TASK OBJECTIVE:
Return all of the lines below exactly as they are.

AVAILABLE RECORDS:
PR #1373, opened 2026-07-22
fix(runtime): register documents on render

agurtovoy:


agurtovoy:
This is ill-conceived in the current architecture. Dispatching a Redux action during render updates the store and notifies subscribed components while React may still be rendering the tree, which in turn triggers an error about updating one component while rendering another.

PR #1374, opened 2026-07-23
chore: upgrade Next 15 dependencies to LTS

arvinpoddar:
Upgrade Next.js dependencies to July Security Releases. See here: https://nextjs.org/blog/july-2026-security-release


examples/editable-regions/package-lock.json
arvinpoddar, line 1: Our examples aren't supposed to include a `package-lock.json`, so I dropped it from this one.

Codeseph (approved):

PR #1376, opened 2026-07-24
refactor(runtime): move prop controllers to read-write state

agurtovoy:
The prop controller reducer and actions were misclassified due to my incomplete understanding of their registration mechanism when the read-only/read-write state/actions/reducers distinction was [introduced](https://github.com/makeswift/makeswift/pull/1218): prop controllers are registered in the state as a part of the `REGISTER_COMPONENT_HANDLE` action logic in `propControllerHandlesMiddleware`, which is read-write middleware and is itself [only registered](https://github.com/makeswift/makeswift/blob/f0ce0a4a5238d83e227c900c880dd2ca822a4ffe/packages/runtime/src/state/middleware/read-write/index.ts#L13) when we [switch the store to the read-write state](https://github.com/makeswift/makeswift/blob/f0ce0a4a5238d83e227c900c880dd2ca822a4ffe/packages/runtime/src/state/store.ts#L220).


packages/runtime/src/components/builtin/Form/Form.tsx
```diff
@@ -33,7 +33,7 @@ import Button from '../Button'
 import type { TableColumn } from './types'
 import { Link } from '../../shared/Link'
 import { getBox, type BoxModelHandle } from '../../../state/modules/read-write/box-models'
-import { PropControllersHandle } from '../../../state/modules/prop-controller-handles'
+import { PropControllersHandle } from '../../../state/modules/read-write/prop-controllers'
```
agurtovoy, line 36: Here and below, adjust imports to the new module location and/or file name.

packages/runtime/src/runtimes/react/hooks/use-control-instances.ts
```diff
@@ -1,14 +1,15 @@
...
+import { isReadWriteState } from '../../../state/unified-state'
 import { useDocumentKey } from './use-document-context'
 import { useSelector } from './use-selector'
 
 export function useControlInstances(elementKey: string): Record<string, ControlInstance> | null {
   const documentKey = useDocumentKey()
 
   return useSelector(state => {
-    if (documentKey == null) return null
+    if (documentKey == null || !isReadWriteState(state)) return null
```
agurtovoy, line 12: Added explicit "write state" guard to prevent a `getPropControllers` call on the read-only state below.

packages/runtime/src/state/__tests__/get-translatable-content.test.ts
```diff
@@ -6,7 +6,10 @@ import {
 } from '@makeswift/controls'
 
 import { getTranslatableContent } from '../translations/get'
-import { DescriptorsByComponentType, DescriptorsByProp } from '../modules/prop-controllers'
+import {
+  DescriptorsByComponentType,
+  DescriptorsByProp,
+} from '../modules/prop-controller-descriptors'
```
agurtovoy, line 12: Renamed the module containing the (read-only) "descriptors" state to have `descriptors` in its name; at some point we should unify our terminology here (descriptors vs control definitions), leaving this as-is for the time being.

packages/runtime/src/state/actions/internal/read-only-action-types.ts
```diff
@@ -8,13 +8,6 @@ export const ReadOnlyActionTypes = {
 
   REGISTER_COMPONENT: 'REGISTER_COMPONENT',
   UNREGISTER_COMPONENT: 'UNREGISTER_COMPONENT',
-  REGISTER_COMPONENT_HANDLE: 'REGISTER_COMPONENT_HANDLE',
-  UNREGISTER_COMPONENT_HANDLE: 'UNREGISTER_COMPONENT_HANDLE',
-
-  REGISTER_PROP_CONTROLLERS: 'REGISTER_PROP_CONTROLLERS',
-  UNREGISTER_PROP_CONTROLLERS: 'UNREGISTER_PROP_CONTROLLERS',
-  REGISTER_PROP_CONTROLLERS_HANDLE: 'REGISTER_PROP_CONTROLLERS_HANDLE',
-  UNREGISTER_PROP_CONTROLLERS_HANDLE: 'UNREGISTER_PROP_CONTROLLERS_HANDLE',
```
agurtovoy, line 11: Here and below, moved the corresponding type and action definitions to read-write actions.

packages/runtime/src/state/read-only-state.ts
```diff
@@ -44,8 +43,7 @@ export const reducers = {
   elementTrees: ElementTrees.reducer,
   reactComponents: ReactComponents.reducer,
   componentsMeta: ComponentsMeta.reducer,
-  propControllers: PropControllers.reducer,
-  propControllerHandles: PropControllerHandles.reducer,
```
agurtovoy, line 48: Removed the reducers for prop controllers and their handles from the read-only state.

packages/runtime/src/state/read-only-state.ts
```diff
@@ -117,66 +114,26 @@ export function getComponentMeta(state: State, type: string): ComponentsMeta.Com
...
-  }: { documentKey: string; elementKey: string; propName: string },
-) {
-  return PropControllerHandles.getPropController(
-    getPropControllerHandlesStateSlice(state),
-    documentKey,
-    elementKey,
-    propName,
-  )
-}
-
```
agurtovoy, line 179: Moved state accessors to the read-write state.

arvinpoddar (approved):
Looks good 🙏. At some point we should document (probably in code, as comments) what each of these pieces of state/actions are needed for

agurtovoy:
> At some point we should document (probably in code, as comments) what each of these pieces of state/actions are needed for

@arvinpoddar Agreed 100%.

PR #1377, opened 2026-07-24
fix(runtime): don't register elements when we're not in the builder

agurtovoy:
Register elements in the read-write state only if we're in the read-write state. Sister PR to https://github.com/makeswift/makeswift/pull/1376. 

Tested performance impact on the `makeswift-nextjs-app-router` deployment.

Before:
before

After:
after

### DIFF
--- a/packages/runtime/src/runtimes/react/components/Element.tsx
+++ b/packages/runtime/src/runtimes/react/components/Element.tsx
@@ -1,17 +1,33 @@
 'use client'
 
-import { forwardRef, memo, Ref, useCallback, useImperativeHandle, useRef, ReactNode } from 'react'
+import {
+  type ReactNode,
+  type Ref,
+  type PropsWithChildren,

TASK RESULT:
PR #1373, opened 2026-07-22
fix(runtime): register documents on render

agurtovoy:


agurtovoy:
This is ill-conceived in the current architecture. Dispatching a Redux action during render updates the store and notifies subscribed components while React may still be rendering the tree, which in turn triggers an error about updating one component while rendering another.

PR #1374, opened 2026-07-23
chore: upgrade Next 15 dependencies to LTS

arvinpoddar:
Upgrade Next.js dependencies to July Security Releases. See here: https://nextjs.org/blog/july-2026-security-release


examples/editable-regions/package-lock.json
arvinpoddar, line 1: Our examples aren't supposed to include a `package-lock.json`, so I dropped it from this one.

Codeseph (approved):

PR #1376, opened 2026-07-24
refactor(runtime): move prop controllers to read-write state

agurtovoy:
The prop controller reducer and actions were misclassified due to my incomplete understanding of their registration mechanism when the read-only/read-write state/actions/reducers distinction was [introduced](https://github.com/makeswift/makeswift/pull/1218): prop controllers are registered in the state as a part of the `REGISTER_COMPONENT_HANDLE` action logic in `propControllerHandlesMiddleware`, which is read-write middleware and is itself [only registered](https://github.com/makeswift/makeswift/blob/f0ce0a4a5238d83e227c900c880dd2ca822a4ffe/packages/runtime/src/state/middleware/read-write/index.ts#L13) when we [switch the store to the read-write state](https://github.com/makeswift/makeswift/blob/f0ce0a4a5238d83e227c900c880dd2ca822a4ffe/packages/runtime/src/state/store.ts#L220).


packages/runtime/src/components/builtin/Form/Form.tsx
```diff
@@ -33,7 +33,7 @@ import Button from '../Button'
 import type { TableColumn } from './types'
 import { Link } from '../../shared/Link'
 import { getBox, type BoxModelHandle } from '../../../state/modules/read-write/box-models'
-import { PropControllersHandle } from '../../../state/modules/prop-controller-handles'
+import { PropControllersHandle } from '../../../state/modules/read-write/prop-controllers'
```
agurtovoy, line 36: Here and below, adjust imports to the new module location and/or file name.

packages/runtime/src/runtimes/react/hooks/use-control-instances.ts
```diff
@@ -1,14 +1,15 @@
...
+import { isReadWriteState } from '../../../state/unified-state'
 import { useDocumentKey } from './use-document-context'
 import { useSelector } from './use-selector'
 
 export function useControlInstances(elementKey: string): Record<string, ControlInstance> | null {
   const documentKey = useDocumentKey()
 
   return useSelector(state => {
-    if (documentKey == null) return null
+    if (documentKey == null || !isReadWriteState(state)) return null
```
agurtovoy, line 12: Added explicit "write state" guard to prevent a `getPropControllers` call on the read-only state below.

packages/runtime/src/state/__tests__/get-translatable-content.test.ts
```diff
@@ -6,7 +6,10 @@ import {
 } from '@makeswift/controls'
 
 import { getTranslatableContent } from '../translations/get'
-import { DescriptorsByComponentType, DescriptorsByProp } from '../modules/prop-controllers'
+import {
+  DescriptorsByComponentType,
+  DescriptorsByProp,
+} from '../modules/prop-controller-descriptors'
```
agurtovoy, line 12: Renamed the module containing the (read-only) "descriptors" state to have `descriptors` in its name; at some point we should unify our terminology here (descriptors vs control definitions), leaving this as-is for the time being.

packages/runtime/src/state/actions/internal/read-only-action-types.ts
```diff
@@ -8,13 +8,6 @@ export const ReadOnlyActionTypes = {
 
   REGISTER_COMPONENT: 'REGISTER_COMPONENT',
   UNREGISTER_COMPONENT: 'UNREGISTER_COMPONENT',
-  REGISTER_COMPONENT_HANDLE: 'REGISTER_COMPONENT_HANDLE',
-  UNREGISTER_COMPONENT_HANDLE: 'UNREGISTER_COMPONENT_HANDLE',
-
-  REGISTER_PROP_CONTROLLERS: 'REGISTER_PROP_CONTROLLERS',
-  UNREGISTER_PROP_CONTROLLERS: 'UNREGISTER_PROP_CONTROLLERS',
-  REGISTER_PROP_CONTROLLERS_HANDLE: 'REGISTER_PROP_CONTROLLERS_HANDLE',
-  UNREGISTER_PROP_CONTROLLERS_HANDLE: 'UNREGISTER_PROP_CONTROLLERS_HANDLE',
```
agurtovoy, line 11: Here and below, moved the corresponding type and action definitions to read-write actions.

packages/runtime/src/state/read-only-state.ts
```diff
@@ -44,8 +43,7 @@ export const reducers = {
   elementTrees: ElementTrees.reducer,
   reactComponents: ReactComponents.reducer,
   componentsMeta: ComponentsMeta.reducer,
-  propControllers: PropControllers.reducer,
-  propControllerHandles: PropControllerHandles.reducer,
```
agurtovoy, line 48: Removed the reducers for prop controllers and their handles from the read-only state.

packages/runtime/src/state/read-only-state.ts
```diff
@@ -117,66 +114,26 @@ export function getComponentMeta(state: State, type: string): ComponentsMeta.Com
...
-  }: { documentKey: string; elementKey: string; propName: string },
-) {
-  return PropControllerHandles.getPropController(
-    getPropControllerHandlesStateSlice(state),
-    documentKey,
-    elementKey,
-    propName,
-  )
-}
-
```
agurtovoy, line 179: Moved state accessors to the read-write state.

arvinpoddar (approved):
Looks good 🙏. At some point we should document (probably in code, as comments) what each of these pieces of state/actions are needed for

agurtovoy:
> At some point we should document (probably in code, as comments) what each of these pieces of state/actions are needed for

@arvinpoddar Agreed 100%.

PR #1377, opened 2026-07-24
fix(runtime): don't register elements when we're not in the builder

agurtovoy:
Register elements in the read-write state only if we're in the read-write state. Sister PR to https://github.com/makeswift/makeswift/pull/1376. 

Tested performance impact on the `makeswift-nextjs-app-router` deployment.

Before:
before

After:
after

### DIFF
--- a/packages/runtime/src/runtimes/react/components/Element.tsx
+++ b/packages/runtime/src/runtimes/react/components/Element.tsx
@@ -1,17 +1,33 @@
 'use client'
 
-import { forwardRef, memo, Ref, useCallback, useImperativeHandle, useRef, ReactNode } from 'react'
+import {
+  type ReactNode,
+  type Ref,
+  type PropsWithChildren,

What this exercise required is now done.